Abstract:Web-scale search systems typically tackle the scalability challenge with a two-step paradigm: retrieval and ranking. The retrieval step, also known as candidate selection, often involves extracting standardized entities, creating an inverted index, and performing term matching for retrieval. Such traditional methods require manual and time-consuming development of query models. In this paper, we discuss applying learning-to-retrieve technology to enhance LinkedIns job search and recommendation systems. In the realm of promoted jobs, the key objective is to improve the quality of applicants, thereby delivering value to recruiter customers. To achieve this, we leverage confirmed hire data to construct a graph that evaluates a seeker's qualification for a job, and utilize learned links for retrieval.
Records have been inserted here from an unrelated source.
Issue #4277, opened 2022-02-13
macOS: Nextcloud Extensions crashes constantly, causing right-click menu to stop working


briankendall:
### How to use GitHub

* Please use the 👍 [reaction](https://blog.github.com/2016-03-10-add-reactions-to-pull-requests-issues-and-comments/) to show that you are affected by the same issue.
* Please don't comment if you have no relevant information to add. It's just extra noise for everyone subscribed to this issue.
* Subscribe to receive notifications on status change and new comments.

Our learned model is easy to explain, debug, and adjust. On the other hand, the focus for organic jobs is to optimize seeker engagement. We accomplished this by training embeddings for personalized retrieval, fortified by a set of rules derived from the categorization of member feedback. In addition to a solution based on a conventional inverted index, we developed an on-GPU solution capable of supporting both KNN and term matching efficiently.